Just had a major fungus knat issue and has started to clear up by plugging bottom holes and using Diatomaceous Earth, that is why soil looks so white in pic. Due for another flush but can't due it while fighting knat issue. 3 other varieties going at same time and do not show problem though some of them have different issues but that is for another post.

Any help would be appreciated by my buddy. He loves his girls.....


----------



## ftw2012 (Aug 5, 2006)

Too much nitrogen during flower maybe?   with that time release miracle grow......thats my guess.   wait for someone with more experience though.


----------



## Hick (Aug 5, 2006)

hey jogro..tell ""your buddy" it looks like a classic case of over nute and probably salt buidup in the soil. 
I would recommend totally flushing the pots, untill he runoff runs clear and reads  in the 6.5 range. As much as three times the pot size. 
BUT..if you've had a gnat problem, that usually stems from or is contributed too, by over watering, keeping the soil too moist...
Maybe flush, then place a fan blowing on the pot to hasten drying.


----------



## joe_grow (Aug 5, 2006)

Thanks HICK... I will pass it on. He has wanted to do another flush but has been trying to keep the soil dryer to help kill some of the gnat larve. He has had the gnat problem since his last transplant. I know he will be bumed though because the flushing will probably wash away most of the D-Earth. I will suggest he tries some sand on top.

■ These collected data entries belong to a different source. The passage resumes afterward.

PR #938, opened 2023-03-07
Clarify "odoc for library authors" documentation

### LINKED ISSUE #937: Slightly confused by the section/label documentation for odoc
I find the current content of [Odoc for authors > Sections and Headings](https://ocaml.github.io/odoc/odoc_for_authors.html#sections) confusing.

### Mysterious heading level 6

https://github.com/ocaml/odoc/blob/3d2e55582cccbb0314850356139bd0d6171ea2c8/doc/odoc_for_authors.mld#L717-L731

Confusing: the grammar mentions heading levels from 0 to 6, but the text only mentions levels from 1 to 5. Right below there is a mention of level 0, but no mention of level 6. Is the grammar wrong and 6 is not supported? If it is right, please mention it in the textual description somewhere.

### Confusion around variables: placeholders or fixed syntax?

https://github.com/ocaml/odoc/blob/3d2e55582cccbb0314850356139bd0d6171ea2c8/doc/odoc_for_authors.mld#L727-L744

In this example, `label` is used sometimes as a placeholder for arbitrary user-chosen content, `foobar` in the example, and sometimes as fixed keyword syntax I believe. This is very confusing! 

### Inconsistent syntax for placeholders

More generally, this documentation page is inconsistent in its handling of placeholders, which are sometimes written as plain variables (`{b text}`), sometimes using an implicit placeholder syntax using angle brackets; `{@<language>[`, `{m <latex>}`. I wish you would be consistent about the syntax of placeholders.

### Is it `label`, or `section`, or both?

The syntax summary *might* suggest that `label` or `section` are synonyms of each other. Or maybe it suggests that `section` can be used in a subset of cases, with `label` being the general construct. I don't know.

https://github.com/ocaml/odoc/blob/3d2e55582cccbb0314850356139bd0d6171ea2c8/doc/odoc_for_authors.mld#L393

But then the documentation I quoted above only mentions `label:foo` and never `section:foo`. This is confusing. If both are supported, could the documentation mention both?

panglesd:
Fix #937:

- Be more consistent with placeholder syntax
- Clarify deprecated reference prefixes
- Clarify heading levels section
- Use non-deprecated `section` instead of `label` in examples.

### DIFF
--- a/doc/odoc_for_authors.mld
+++ b/doc/odoc_for_authors.mld
@@ -232,36 +232,36 @@ from OCamldoc.
 Text within the comments can be formatted using the following markup. Firstly,
 the simple typesetting markup:
 
-- [{b text}] bold
-- [{i text}] italic
-- [{e text}] emphasis
-- [{^ text}] superscript
-- [{_ text}] subscript
+- [{b <text>}] bold
+- [{i <text>}] italic
+- [{e <text>}] emphasis
+- [{^ <text>}] superscript
+- [{_ <text>}] subscript
  
 {3:lists Lists}
 Unordered lists:
 {v
-{ul {- item}
-    {- item}
-    {- item}}
+{ul {- <item>}
+    {- <item>}
+    {- <item>}}
 v}
 and ordered lists:
 {v
-{ol {- item 1}
-    {- item 2}
-    {- item 3}}
+{ol {- <item 1>}
+    {- <item 2>}
+    {- <item 3>}}
 v}
 There is also an abbreviated syntax for lists. The above could be written:
 {v
-- item
-- item
-- item
+- <item>
+- <item>
+- <item>
 v}
 and
 {v
-+ item 1
-+ item 2
-+ item 3
++ <item 1>
++ <item 2>
++ <item 3>
 v}
 
 {3:code_blocks Code Blocks}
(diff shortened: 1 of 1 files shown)


dbuenzli (approved):
Very quick scan but looks good.

jonludlam:
Thanks @panglesd! @gasche, does this look good to you?

doc/odoc_for_authors.mld
```diff
@@ -297,7 +297,7 @@ v}
 {4:language_headers Language Headers}
 
 As of [odoc.2.2] it is possible to write blocks with explicit language headers.
-These blocks can be written using the enclosing tags [{@<language>[ ... ]}].
+These blocks can be written using the enclosing tags [{@<language>[ <code block> ]}].
```
gasche, line 300: In general I like the consistent use of placeholder syntax, but specifically when you replace `...` I'm not fond of the result. The problem here is that the name of the placeholder is tautological, and at the same time slightly wrong at places -- here there is a confusion between "a code block" and "the content of a code block", I guess it should be `<code>` instead. The nice thing with named placeholders is that they carry meaning and can be referred to in the text; but in all examples that were using `...` before we don't really need either of these two aspects.

If it was my PR, I would keep the `...` unchanged.

gasche (commented):
Looks nice, thanks for the quick reply. I added a minor comment about `...`.

doc/odoc_for_authors.mld
panglesd: I was hesitant for this part: I went for changing the `...` first, but I just changed it back since you have a clearer opinion than me!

I told him next time to make sure he drys out the soil COMPLETELY after he buys it to kill any larve in the soil. It was wet when he bought it and used it. He does use a moisture meter but I think when he waters the girls he waters to much and to fast. I was not so sure about the fert he is using. Does 10-50-10 sound OK at this point in flowering?

Thanks again for the help.


----------